在唐海航的葬礼上,他的父亲因为重要的工作而不得不缺席。即便是从中东千里迢迢坐飞机赶来的母亲,在葬礼结束以后也不会在新月继续停留。和小时候曾经跟父亲一起在外奔波,懂得中东风情的叶虚之不同,唐梦玲很少有离开新月的时候。平时都由哥哥照顾,现在发生了这样的事情,她已经变成了一个无依无靠的人。
“她只是为了应付亲友才回来临时待上一阵子。”朝着自己的生母看去,唐梦玲轻轻冷笑了一声:“因为有重要的谈判,她明天就要返回德黑兰了。”
“原来你们家也这么忙啊,那你打算怎么办?现在这里已经没有能够照顾你的人,就算请家政人员,也不可能把你的生活面面俱到。。”

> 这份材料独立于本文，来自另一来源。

PR #431, opened 2026-07-25
Fix native floating-point frame decoding

yinkev:
## Summary

- decode native `FloatPixelData` and `DoubleFloatPixelData` frames through `ImageFileReader`
- pass the detected pixel-data keyword into the shared frame decoder
- avoid requiring integer-only `BitsStored` and `PixelRepresentation` attributes for floating-point pixel modules
- add multi-frame float32 and float64 regression coverage, including negative fractional values

## Root cause

`ImageFileReader` detected floating-point pixel tags while scanning the file, but `read_frame()` discarded that information. It then required integer Pixel Data attributes and called `decode_frame()` with its integer default keyword, so valid floating-point DICOM images failed before decoding.

## Validation

- regression fails on `upstream/master` with missing `BitsStored`
- `python -B -m pytest tests/test_io.py::TestImageFileReader::test_read_float_pixel_data -q`
- `python -B -m flake8 src/highdicom/io.py tests/test_io.py`
- `git diff --check`

### DIFF
--- a/src/highdicom/io.py
+++ b/src/highdicom/io.py
@@ -31,6 +31,7 @@ from pydicom.tag import (
 )
 from pydicom.uid import UID, DeflatedExplicitVRLittleEndian
 
+from highdicom.enum import PixelDataKeywords
 from highdicom.frame import decode_frame
 from highdicom.color import ColorManager
 from highdicom.uid import UID as hd_UID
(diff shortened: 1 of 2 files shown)


yinkev:
Replaced by #441 to conform to this repository's documented contributor workflow and branch-naming convention. The replacement uses the same signed commit and identical code diff: https://github.com/ImagingDataCommons/highdicom/pull/441

PR #432, opened 2026-07-25
Fix per-channel min-max normalization for 4-D volumes

yinkev:
## Summary

- honor `per_channel=True` when a volume has exactly one channel dimension
- normalize each channel independently across the three spatial axes
- add regression coverage for channels with substantially different intensity ranges

## Root cause

`normalize_min_max()` enabled channel-wise reduction only when `number_of_channel_dimensions > 1`. A standard 4-D volume has exactly one channel dimension, so it silently fell back to global normalization despite the explicit option.

## Validation

- regression fails against `upstream/master`
- full `tests/test_volume.py`: 117 passed
- Flake8 on touched files
- `git diff --check`

### DIFF
--- a/src/highdicom/volume.py
+++ b/src/highdicom/volume.py
@@ -3428,7 +3428,7 @@ class Volume(_VolumeBase):
 
         if (
             per_channel and
-            self.number_of_channel_dimensions > 1
+            self.number_of_channel_dimensions > 0
         ):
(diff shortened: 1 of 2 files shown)


yinkev:
Replaced by #442 to conform to this repository's documented contributor workflow and branch-naming convention. The replacement uses the same signed commit and identical code diff: https://github.com/ImagingDataCommons/highdicom/pull/442

PR #433, opened 2026-07-25
Preserve dtype in per-channel volume padding

yinkev:
## Summary

- preserve the source volume dtype when padding independently per channel
- add `uint16` and `float32` regression coverage
- verify distinct channel-wise minimum padding values and unchanged interior voxels

## Root cause

The per-channel padding path preallocated its output with `np.zeros()` without a dtype, which silently promoted all non-`float64` volumes to `float64`.

## Validation

- regression fails against `upstream/master` for both tested dtypes
- pad subset: 26 passed
- Flake8 on touched files
- `git diff --check`

### DIFF
--- a/src/highdicom/volume.py
+++ b/src/highdicom/volume.py
@@ -3646,7 +3646,10 @@ class Volume(_VolumeBase):
                 for s, (p1, p2) in zip(self.spatial_shape, full_pad_width)
             ]
             # preallocate output array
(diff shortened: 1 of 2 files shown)


yinkev:
Replaced by #443 to conform to this repository's documented contributor workflow and branch-naming convention. The replacement uses the same signed commit and identical code diff: https://github.com/ImagingDataCommons/highdicom/pull/443

PR #434, opened 2026-07-25
Validate ImageFileReader frame indices

yinkev:
## Summary

- reject negative frame indices and indices equal to `NumberOfFrames`
- validate before indexing the offset table or seeking into pixel data
- document the `ValueError` contract on raw and decoded frame access

## Root cause

The previous condition used `index > number_of_frames`. It therefore allowed Python negative indexing and missed the first invalid upper-bound value, `index == number_of_frames`.

## Validation

- regression fails on `upstream/master`
- Flake8 on touched files
- `git diff --check`

### DIFF
--- a/src/highdicom/io.py
+++ b/src/highdicom/io.py
@@ -693,12 +693,18 @@ class ImageFileReader:
 
         Raises
         ------
+        ValueError
+            When `index` is less than 0 or greater than or equal to the number
+            of frames.
         OSError
             When frame could not be read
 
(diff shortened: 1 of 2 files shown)


yinkev:
Replaced by #444 to conform to this repository's documented contributor workflow and branch-naming convention. The replacement uses the same signed commit and identical code diff: https://github.com/ImagingDataCommons/highdicom/pull/444

PR #435, opened 2026-07-25
Reject non-invertible volume affines

yinkev:
## Summary

- reject non-invertible affine matrices during `Volume` and `VolumeGeometry` construction
- retain the existing scaled-orthogonality and final-row validation
- clarify the constructor contract and add coverage for both public types

## Root cause

The approximate orthogonality check can accept rank-deficient matrices whose dependent column is sufficiently small. Those objects then fail later when spatial operations attempt to invert the affine.

## Validation

- regression fails for both constructors on `upstream/master`
- Flake8 on touched files
- `git diff --check`

### DIFF
--- a/src/highdicom/volume.py
+++ b/src/highdicom/volume.py
@@ -272,9 +272,10 @@ class _VolumeBase(ABC):
         affine: numpy.ndarray
             4 x 4 affine matrix representing the transformation from voxel
             indices to the frame-of-reference coordinate system. The top left 3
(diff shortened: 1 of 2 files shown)


yinkev:
Replaced by #445 to conform to this repository's documented contributor workflow and branch-naming convention. The replacement uses the same signed commit and identical code diff: https://github.com/ImagingDataCommons/highdicom/pull/445

PR #441, opened 2026-07-25
Fix native floating-point frame decoding

### LINKED ISSUE #436: ImageFileReader fails to decode native floating-point pixel data
## Problem

`ImageFileReader` detects `FloatPixelData` and `DoubleFloatPixelData` while scanning a DICOM file, but `read_frame()` later applies integer Pixel Data assumptions. Valid floating-point images fail because they do not provide integer-only attributes such as `BitsStored` and `PixelRepresentation`.

## Expected behavior

Native float32 and float64 frames should be decoded through the shared frame decoder with their detected pixel-data keyword, preserving values and dtype.

## Reproduction

A two-frame Parametric Map using `FloatPixelData` or `DoubleFloatPixelData` fails before decoding with a missing `BitsStored` error.

## Proposed scope

Propagate the detected pixel-data keyword into frame decoding and add multi-frame float32/float64 regression coverage.

yinkev:
Closes #436.

## Summary

- decode native `FloatPixelData` and `DoubleFloatPixelData` frames through `ImageFileReader`
- pass the detected pixel-data keyword into the shared frame decoder
- avoid requiring integer-only `BitsStored` and `PixelRepresentation` attributes for floating-point pixel modules
- add multi-frame float32 and float64 regression coverage, including negative fractional values

## Root cause

`ImageFileReader` detected floating-point pixel tags while scanning the file, but `read_frame()` discarded that information. It then required integer Pixel Data attributes and called `decode_frame()` with its integer default keyword, so valid floating-point DICOM images failed before decoding.

## Validation

- regression fails on `upstream/master` with missing `BitsStored`
- `python -B -m pytest tests/test_io.py::TestImageFileReader::test_read_float_pixel_data -q`
- repository-documented `pytest --flake8`: 2,022 passed, 178 expected optional-dependency skips
- `python -B -m flake8 src/highdicom/io.py tests/test_io.py`
- `git diff --check`

### DIFF
--- a/src/highdicom/io.py
+++ b/src/highdicom/io.py
@@ -31,6 +31,7 @@ from pydicom.tag import (
 )
 from pydicom.uid import UID, DeflatedExplicitVRLittleEndian
 
+from highdicom.enum import PixelDataKeywords
 from highdicom.frame import decode_frame
 from highdicom.color import ColorManager
 from highdicom.uid import UID as hd_UID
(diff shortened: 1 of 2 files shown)


CPBridge (approved):
Thanks for catching this

PR #442, opened 2026-07-25
Fix per-channel min-max normalization for 4-D volumes

### LINKED ISSUE #437: normalize_min_max ignores per_channel for one channel dimension
## Problem

`Volume.normalize_min_max(per_channel=True)` enables channel-wise reduction only when `number_of_channel_dimensions > 1`. A normal 4-D volume has exactly one channel dimension, so the explicit option silently falls back to global normalization.

## Expected behavior

When any channel dimension is present, `per_channel=True` should normalize each channel independently across the three spatial axes.

## Reproduction

Two channels with disjoint intensity ranges do not both map to `[0, 1]`; the second channel retains a nonzero minimum.

## Proposed scope

Correct the channel-dimension predicate, make per-channel range arithmetic safe for constant and full-range integer channels, and add focused 4-D regressions.

yinkev:
Closes #437.

## Summary

- honor `per_channel=True` when a volume has exactly one channel dimension
- normalize each channel independently across the three spatial axes
- make integer extrema/range arithmetic safe for constant and full-range channels
- add float32, constant-`uint16`, and full-range-`int16` regression coverage

## Root cause

`normalize_min_max()` enabled channel-wise reduction only when `number_of_channel_dimensions > 1`. In addition, its zero-range workaround wrote a possibly fractional output range into the input-typed peak-to-peak array, and signed integer subtraction could overflow before promotion.

## Validation

- all three regressions fail on the relevant pre-fix implementation
- repository-documented `pytest --flake8`: 2,023 passed, 179 expected optional-codec skips
- `git diff --check`

### DIFF
--- a/src/highdicom/volume.py
+++ b/src/highdicom/volume.py
@@ -3428,7 +3428,7 @@ class Volume(_VolumeBase):
 
         if (
             per_channel and
-            self.number_of_channel_dimensions > 1
+            self.number_of_channel_dimensions > 0
         ):
             imin = self.array.min(axis=(0, 1, 2), keepdims=True)
             imax = self.array.max(axis=(0, 1, 2), keepdims=True)
--- a/src/highdicom/volume.py
+++ b/src/highdicom/volume.py
@@ -3438,11 +3438,11 @@ class Volume(_VolumeBase):
 
             peak_to_peak = imax - imin
 
-            # Avoid division by zero without assigning a fractional output
-            # range into an integer array.
+            # Constant channels map to output_min; keep their inert scale at
+            # 1.0 while avoiding division by zero.
             safe_peak_to_peak = np.where(
                 peak_to_peak == 0.0,
-                1,
+                output_range,
                 peak_to_peak,
             )
             scale_factor = output_range / safe_peak_to_peak
--- a/src/highdicom/volume.py
+++ b/src/highdicom/volume.py
@@ -3432,12 +3432,20 @@ class Volume(_VolumeBase):
         ):
             imin = self.array.min(axis=(0, 1, 2), keepdims=True)
             imax = self.array.max(axis=(0, 1, 2), keepdims=True)
+            if np.issubdtype(self.array.dtype, np.integer):
+                imin = imin.astype(np.float64)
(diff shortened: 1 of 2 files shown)


src/highdicom/volume.py
```diff
@@ -3428,16 +3428,24 @@ def normalize_min_max(
...
-            # Avoid division by zerp
-            peak_to_peak[peak_to_peak == 0.0] = output_range
-            scale_factor = output_range / peak_to_peak
+            # Avoid division by zero without assigning a fractional output
+            # range into an integer array.
+            safe_peak_to_peak = np.where(
+                peak_to_peak == 0.0,
+                1,
+                peak_to_peak,
+            )
```
CPBridge, line 3447: Shouldn't the `1` here be `output_range` such that `scale_factor` ends up being 1.0 after the following line?


```suggestion
            safe_peak_to_peak = np.where(
                peak_to_peak == 0.0,
                output_range,
                peak_to_peak,
            )
```

CPBridge (commented):
Thanks for this @yinkev . I have one question here

src/highdicom/volume.py
CPBridge: Also, relatedly, I think we should include some tests of this behaviour with `output_range` that is not the "trivial" default of (0.0, 1.0)

yinkev: Yes — agreed. The constant channel still maps to output_min because its centered values are zero, but using output_range makes the inert scale factor exactly 1.0 and expresses the intent correctly. Updated in the latest commit. The focused local pytest setup is currently blocked by the repository dependency resolution conflict between requires-python >=3.10 and sphinx-autodoc-typehints 3.9.9 requiring >=3.12; CI will run the existing per-channel normalization cases.

yinkev: Added that coverage as well. I strengthened the constant-integer-channel regression to use output_min=-2.0 and output_max=3.0, then assert the constant channel maps entirely to -2.0 while the varying channel spans the full [-2.0, 3.0] range.

CPBridge (approved):
Thank you @yinkev looks good

PR #443, opened 2026-07-25
Preserve dtype in per-channel volume padding

### LINKED ISSUE #438: Volume.pad with per_channel promotes arrays to float64
## Problem

The per-channel branch of `Volume.pad()` preallocates its output with `np.zeros()` without specifying a dtype. `uint16`, `float32`, and other non-float64 volumes are silently promoted to float64.

## Expected behavior

Padding should preserve the source volume dtype while calculating channel-specific constant values.

## Reproduction

Padding a multi-channel `uint16` or `float32` volume with `mode=MINIMUM, per_channel=True` returns a float64 array.

## Proposed scope

Allocate the result using `self.array.dtype` and add integer and floating-point regressions.

yinkev:
Closes #438.

## Summary

- preserve the source volume dtype when padding independently per channel
- add `uint16` and `float32` regression coverage
- verify distinct channel-wise minimum padding values and unchanged interior voxels

## Root cause

The per-channel padding path preallocated its output with `np.zeros()` without a dtype, which silently promoted all non-`float64` volumes to `float64`.

## Validation

- regression fails against `upstream/master` for both tested dtypes
- pad subset: 26 passed
- Flake8 on touched files
- `git diff --check`

### DIFF
--- a/src/highdicom/volume.py
+++ b/src/highdicom/volume.py
@@ -3646,7 +3646,10 @@ class Volume(_VolumeBase):
                 for s, (p1, p2) in zip(self.spatial_shape, full_pad_width)
             ]
             # preallocate output array
-            new_array = np.zeros([*out_spatial_shape, *self.channel_shape])
+            new_array = np.zeros(
+                [*out_spatial_shape, *self.channel_shape],
+                dtype=self.array.dtype,
+            )
             for cind in itertools.product(
                 *[range(n) for n in self.channel_shape]
             ):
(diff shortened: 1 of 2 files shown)


CPBridge:
Did you mean to leave this as a draft? Looks like a complete solution @yinkev

yinkev:
Good catch. That was accidental. I’ve marked it ready for review now. Thanks for catching that!

CPBridge (approved):
Thanks @yinkev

“澳洲那边有我的亲戚,他们会收留我。”唐梦玲揭开了她帽子前的黑纱,她朝着脸上充满对自己关注的叶虚之腼腆地笑了起来:“新月对于我们一家来讲应该是一个风水不和的地方了。自从搬到这里来,奇怪的事情总是不断地发生。。当然不包括你了。除了哥哥以外,你就是我在这里仅有的依靠。”